Stored data entries
PR #1322, opened 2024-03-22
x/interchainstaking/keeper: comment about isNumericString choices

odeke-em:
Adds a comment for future selves, about the choice of strconv.ParseInt inside isNumericString and showing that its limits won't be exceeded.

Updates PR #1319

## Summary by CodeRabbit

- **Refactor**
	- Improved numeric string validation in interchain staking logic to accommodate a wider range of token supplies.


joe-bowman (approved):
lgtm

- [WORK ITEM]:
Make an exact transcription of all the records.

- [RESPONSE BOX]:
PR #1322, opened 2024-03-22
x/interchainstaking/keeper: comment about isNumericString choices

odeke-em:
Adds a comment for future selves, about the choice of strconv.ParseInt inside isNumericString and showing that its limits won't be exceeded.

Updates PR #1319

## Summary by CodeRabbit

- **Refactor**
	- Improved numeric string validation in interchain staking logic to accommodate a wider range of token supplies.


joe-bowman (approved):
lgtm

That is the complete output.